## Your goal
Set the entries below down again, please. Match them exactly.

Segment Start: Exercise materials

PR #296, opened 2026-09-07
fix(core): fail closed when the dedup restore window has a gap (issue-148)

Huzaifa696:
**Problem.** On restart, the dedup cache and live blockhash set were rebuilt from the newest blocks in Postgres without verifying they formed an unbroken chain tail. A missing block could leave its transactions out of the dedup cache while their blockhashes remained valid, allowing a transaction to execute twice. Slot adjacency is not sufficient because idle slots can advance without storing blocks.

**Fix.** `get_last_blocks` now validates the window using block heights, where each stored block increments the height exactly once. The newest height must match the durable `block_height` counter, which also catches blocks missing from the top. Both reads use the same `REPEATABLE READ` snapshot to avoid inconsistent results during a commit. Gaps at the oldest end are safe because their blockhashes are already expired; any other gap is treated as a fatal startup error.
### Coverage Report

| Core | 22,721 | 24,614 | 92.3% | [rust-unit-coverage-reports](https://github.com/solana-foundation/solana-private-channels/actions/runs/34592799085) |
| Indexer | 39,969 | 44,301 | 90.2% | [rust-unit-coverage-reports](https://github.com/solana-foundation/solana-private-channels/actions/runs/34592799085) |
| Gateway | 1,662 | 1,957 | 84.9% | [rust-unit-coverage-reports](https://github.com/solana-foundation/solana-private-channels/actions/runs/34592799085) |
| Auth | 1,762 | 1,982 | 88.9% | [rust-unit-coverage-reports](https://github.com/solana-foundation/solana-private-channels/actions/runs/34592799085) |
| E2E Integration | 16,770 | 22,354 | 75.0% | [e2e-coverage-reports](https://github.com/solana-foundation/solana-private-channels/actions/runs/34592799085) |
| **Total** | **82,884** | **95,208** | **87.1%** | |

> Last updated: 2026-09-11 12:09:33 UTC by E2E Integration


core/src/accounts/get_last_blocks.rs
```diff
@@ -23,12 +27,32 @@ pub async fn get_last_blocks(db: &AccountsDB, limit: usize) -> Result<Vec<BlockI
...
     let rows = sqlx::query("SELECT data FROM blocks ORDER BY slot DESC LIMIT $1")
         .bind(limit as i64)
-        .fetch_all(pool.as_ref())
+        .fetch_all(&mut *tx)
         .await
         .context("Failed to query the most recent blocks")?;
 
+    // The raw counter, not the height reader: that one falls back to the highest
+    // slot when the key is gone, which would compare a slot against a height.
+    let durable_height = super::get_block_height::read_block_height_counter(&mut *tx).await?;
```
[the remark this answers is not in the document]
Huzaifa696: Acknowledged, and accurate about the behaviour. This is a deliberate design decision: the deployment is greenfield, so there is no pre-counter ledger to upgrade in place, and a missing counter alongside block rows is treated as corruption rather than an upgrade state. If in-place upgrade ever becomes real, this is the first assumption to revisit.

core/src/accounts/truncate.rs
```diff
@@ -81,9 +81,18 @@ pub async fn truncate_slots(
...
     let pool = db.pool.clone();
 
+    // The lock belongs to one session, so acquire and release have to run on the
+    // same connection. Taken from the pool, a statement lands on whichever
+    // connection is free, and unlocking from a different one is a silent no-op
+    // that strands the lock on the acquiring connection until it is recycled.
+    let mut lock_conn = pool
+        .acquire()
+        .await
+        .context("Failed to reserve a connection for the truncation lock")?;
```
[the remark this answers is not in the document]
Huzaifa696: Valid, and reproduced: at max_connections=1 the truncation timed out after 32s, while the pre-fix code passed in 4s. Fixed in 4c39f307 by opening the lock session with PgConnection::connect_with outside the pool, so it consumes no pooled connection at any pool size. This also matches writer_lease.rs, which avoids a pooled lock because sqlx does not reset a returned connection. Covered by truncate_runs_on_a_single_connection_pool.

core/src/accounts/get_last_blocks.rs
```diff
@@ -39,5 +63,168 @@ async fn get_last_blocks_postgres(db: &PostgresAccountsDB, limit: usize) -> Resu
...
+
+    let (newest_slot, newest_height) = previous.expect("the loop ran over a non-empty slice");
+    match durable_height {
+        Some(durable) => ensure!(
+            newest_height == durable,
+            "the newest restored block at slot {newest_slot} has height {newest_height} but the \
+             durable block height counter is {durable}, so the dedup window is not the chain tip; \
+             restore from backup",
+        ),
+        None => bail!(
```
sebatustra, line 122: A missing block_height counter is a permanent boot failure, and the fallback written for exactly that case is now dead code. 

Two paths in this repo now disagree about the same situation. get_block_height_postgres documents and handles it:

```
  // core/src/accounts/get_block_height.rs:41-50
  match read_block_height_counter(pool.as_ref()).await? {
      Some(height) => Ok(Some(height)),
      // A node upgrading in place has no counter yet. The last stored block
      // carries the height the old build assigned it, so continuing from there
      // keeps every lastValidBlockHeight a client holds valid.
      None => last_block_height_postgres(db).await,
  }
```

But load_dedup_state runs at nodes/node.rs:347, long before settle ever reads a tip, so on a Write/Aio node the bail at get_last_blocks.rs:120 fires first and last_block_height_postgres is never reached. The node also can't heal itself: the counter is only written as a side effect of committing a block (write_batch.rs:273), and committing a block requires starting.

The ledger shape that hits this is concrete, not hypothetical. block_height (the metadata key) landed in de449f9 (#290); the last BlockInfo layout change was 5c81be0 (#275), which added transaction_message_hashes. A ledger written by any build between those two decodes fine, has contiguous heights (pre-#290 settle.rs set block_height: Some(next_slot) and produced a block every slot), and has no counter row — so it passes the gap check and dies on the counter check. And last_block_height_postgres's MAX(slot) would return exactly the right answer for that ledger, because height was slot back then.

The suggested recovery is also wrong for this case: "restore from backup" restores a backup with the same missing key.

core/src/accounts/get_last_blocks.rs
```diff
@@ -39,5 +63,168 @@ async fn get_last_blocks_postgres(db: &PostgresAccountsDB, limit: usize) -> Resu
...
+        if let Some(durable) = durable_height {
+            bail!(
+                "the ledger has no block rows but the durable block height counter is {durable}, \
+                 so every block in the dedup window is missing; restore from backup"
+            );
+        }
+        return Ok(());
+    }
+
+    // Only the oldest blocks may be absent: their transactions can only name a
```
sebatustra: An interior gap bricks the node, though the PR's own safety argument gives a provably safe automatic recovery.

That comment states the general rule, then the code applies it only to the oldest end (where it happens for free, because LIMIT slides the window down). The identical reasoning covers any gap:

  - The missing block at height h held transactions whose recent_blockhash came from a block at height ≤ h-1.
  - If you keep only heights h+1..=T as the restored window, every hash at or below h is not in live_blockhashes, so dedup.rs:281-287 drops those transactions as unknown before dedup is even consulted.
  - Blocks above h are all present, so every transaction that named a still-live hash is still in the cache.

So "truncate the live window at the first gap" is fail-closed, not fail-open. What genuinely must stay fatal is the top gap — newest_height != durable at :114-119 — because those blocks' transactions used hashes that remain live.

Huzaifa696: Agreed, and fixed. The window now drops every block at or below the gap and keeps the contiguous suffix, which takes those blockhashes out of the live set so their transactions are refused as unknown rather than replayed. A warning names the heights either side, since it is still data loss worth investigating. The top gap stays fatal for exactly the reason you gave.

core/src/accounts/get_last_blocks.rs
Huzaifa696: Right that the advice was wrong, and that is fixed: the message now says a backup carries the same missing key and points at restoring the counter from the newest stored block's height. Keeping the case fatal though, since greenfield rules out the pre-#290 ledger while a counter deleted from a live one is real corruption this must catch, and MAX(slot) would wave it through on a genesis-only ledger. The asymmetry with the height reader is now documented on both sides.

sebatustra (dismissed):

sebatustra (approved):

Segment End: Exercise materials

## Written response
PR #296, opened 2026-09-07
fix(core): fail closed when the dedup restore window has a gap (issue-148)

Huzaifa696:
**Problem.** On restart, the dedup cache and live blockhash set were rebuilt from the newest blocks in Postgres without verifying they formed an unbroken chain tail. A missing block could leave its transactions out of the dedup cache while their blockhashes remained valid, allowing a transaction to execute twice. Slot adjacency is not sufficient because idle slots can advance without storing blocks.

**Fix.** `get_last_blocks` now validates the window using block heights, where each stored block increments the height exactly once. The newest height must match the durable `block_height` counter, which also catches blocks missing from the top. Both reads use the same `REPEATABLE READ` snapshot to avoid inconsistent results during a commit. Gaps at the oldest end are safe because their blockhashes are already expired; any other gap is treated as a fatal startup error.
### Coverage Report

| Core | 22,721 | 24,614 | 92.3% | [rust-unit-coverage-reports](https://github.com/solana-foundation/solana-private-channels/actions/runs/34592799085) |
| Indexer | 39,969 | 44,301 | 90.2% | [rust-unit-coverage-reports](https://github.com/solana-foundation/solana-private-channels/actions/runs/34592799085) |
| Gateway | 1,662 | 1,957 | 84.9% | [rust-unit-coverage-reports](https://github.com/solana-foundation/solana-private-channels/actions/runs/34592799085) |
| Auth | 1,762 | 1,982 | 88.9% | [rust-unit-coverage-reports](https://github.com/solana-foundation/solana-private-channels/actions/runs/34592799085) |
| E2E Integration | 16,770 | 22,354 | 75.0% | [e2e-coverage-reports](https://github.com/solana-foundation/solana-private-channels/actions/runs/34592799085) |
| **Total** | **82,884** | **95,208** | **87.1%** | |

> Last updated: 2026-09-11 12:09:33 UTC by E2E Integration


core/src/accounts/get_last_blocks.rs
```diff
@@ -23,12 +27,32 @@ pub async fn get_last_blocks(db: &AccountsDB, limit: usize) -> Result<Vec<BlockI
...
     let rows = sqlx::query("SELECT data FROM blocks ORDER BY slot DESC LIMIT $1")
         .bind(limit as i64)
-        .fetch_all(pool.as_ref())
+        .fetch_all(&mut *tx)
         .await
         .context("Failed to query the most recent blocks")?;
 
+    // The raw counter, not the height reader: that one falls back to the highest
+    // slot when the key is gone, which would compare a slot against a height.
+    let durable_height = super::get_block_height::read_block_height_counter(&mut *tx).await?;
```
[the remark this answers is not in the document]
Huzaifa696: Acknowledged, and accurate about the behaviour. This is a deliberate design decision: the deployment is greenfield, so there is no pre-counter ledger to upgrade in place, and a missing counter alongside block rows is treated as corruption rather than an upgrade state. If in-place upgrade ever becomes real, this is the first assumption to revisit.

core/src/accounts/truncate.rs
```diff
@@ -81,9 +81,18 @@ pub async fn truncate_slots(
...
     let pool = db.pool.clone();
 
+    // The lock belongs to one session, so acquire and release have to run on the
+    // same connection. Taken from the pool, a statement lands on whichever
+    // connection is free, and unlocking from a different one is a silent no-op
+    // that strands the lock on the acquiring connection until it is recycled.
+    let mut lock_conn = pool
+        .acquire()
+        .await
+        .context("Failed to reserve a connection for the truncation lock")?;
```
[the remark this answers is not in the document]
Huzaifa696: Valid, and reproduced: at max_connections=1 the truncation timed out after 32s, while the pre-fix code passed in 4s. Fixed in 4c39f307 by opening the lock session with PgConnection::connect_with outside the pool, so it consumes no pooled connection at any pool size. This also matches writer_lease.rs, which avoids a pooled lock because sqlx does not reset a returned connection. Covered by truncate_runs_on_a_single_connection_pool.

core/src/accounts/get_last_blocks.rs
```diff
@@ -39,5 +63,168 @@ async fn get_last_blocks_postgres(db: &PostgresAccountsDB, limit: usize) -> Resu
...
+
+    let (newest_slot, newest_height) = previous.expect("the loop ran over a non-empty slice");
+    match durable_height {
+        Some(durable) => ensure!(
+            newest_height == durable,
+            "the newest restored block at slot {newest_slot} has height {newest_height} but the \
+             durable block height counter is {durable}, so the dedup window is not the chain tip; \
+             restore from backup",
+        ),
+        None => bail!(
```
sebatustra, line 122: A missing block_height counter is a permanent boot failure, and the fallback written for exactly that case is now dead code. 

Two paths in this repo now disagree about the same situation. get_block_height_postgres documents and handles it:

```
  // core/src/accounts/get_block_height.rs:41-50
  match read_block_height_counter(pool.as_ref()).await? {
      Some(height) => Ok(Some(height)),
      // A node upgrading in place has no counter yet. The last stored block
      // carries the height the old build assigned it, so continuing from there
      // keeps every lastValidBlockHeight a client holds valid.
      None => last_block_height_postgres(db).await,
  }
```

But load_dedup_state runs at nodes/node.rs:347, long before settle ever reads a tip, so on a Write/Aio node the bail at get_last_blocks.rs:120 fires first and last_block_height_postgres is never reached. The node also can't heal itself: the counter is only written as a side effect of committing a block (write_batch.rs:273), and committing a block requires starting.

The ledger shape that hits this is concrete, not hypothetical. block_height (the metadata key) landed in de449f9 (#290); the last BlockInfo layout change was 5c81be0 (#275), which added transaction_message_hashes. A ledger written by any build between those two decodes fine, has contiguous heights (pre-#290 settle.rs set block_height: Some(next_slot) and produced a block every slot), and has no counter row — so it passes the gap check and dies on the counter check. And last_block_height_postgres's MAX(slot) would return exactly the right answer for that ledger, because height was slot back then.

The suggested recovery is also wrong for this case: "restore from backup" restores a backup with the same missing key.

core/src/accounts/get_last_blocks.rs
```diff
@@ -39,5 +63,168 @@ async fn get_last_blocks_postgres(db: &PostgresAccountsDB, limit: usize) -> Resu
...
+        if let Some(durable) = durable_height {
+            bail!(
+                "the ledger has no block rows but the durable block height counter is {durable}, \
+                 so every block in the dedup window is missing; restore from backup"
+            );
+        }
+        return Ok(());
+    }
+
+    // Only the oldest blocks may be absent: their transactions can only name a
```
sebatustra: An interior gap bricks the node, though the PR's own safety argument gives a provably safe automatic recovery.

That comment states the general rule, then the code applies it only to the oldest end (where it happens for free, because LIMIT slides the window down). The identical reasoning covers any gap:

  - The missing block at height h held transactions whose recent_blockhash came from a block at height ≤ h-1.
  - If you keep only heights h+1..=T as the restored window, every hash at or below h is not in live_blockhashes, so dedup.rs:281-287 drops those transactions as unknown before dedup is even consulted.
  - Blocks above h are all present, so every transaction that named a still-live hash is still in the cache.

So "truncate the live window at the first gap" is fail-closed, not fail-open. What genuinely must stay fatal is the top gap — newest_height != durable at :114-119 — because those blocks' transactions used hashes that remain live.

Huzaifa696: Agreed, and fixed. The window now drops every block at or below the gap and keeps the contiguous suffix, which takes those blockhashes out of the live set so their transactions are refused as unknown rather than replayed. A warning names the heights either side, since it is still data loss worth investigating. The top gap stays fatal for exactly the reason you gave.

core/src/accounts/get_last_blocks.rs
Huzaifa696: Right that the advice was wrong, and that is fixed: the message now says a backup carries the same missing key and points at restoring the counter from the newest stored block's height. Keeping the case fatal though, since greenfield rules out the pre-#290 ledger while a counter deleted from a live one is real corruption this must catch, and MAX(slot) would wave it through on a genesis-only ledger. The asymmetry with the height reader is now documented on both sides.

sebatustra (dismissed):

sebatustra (approved):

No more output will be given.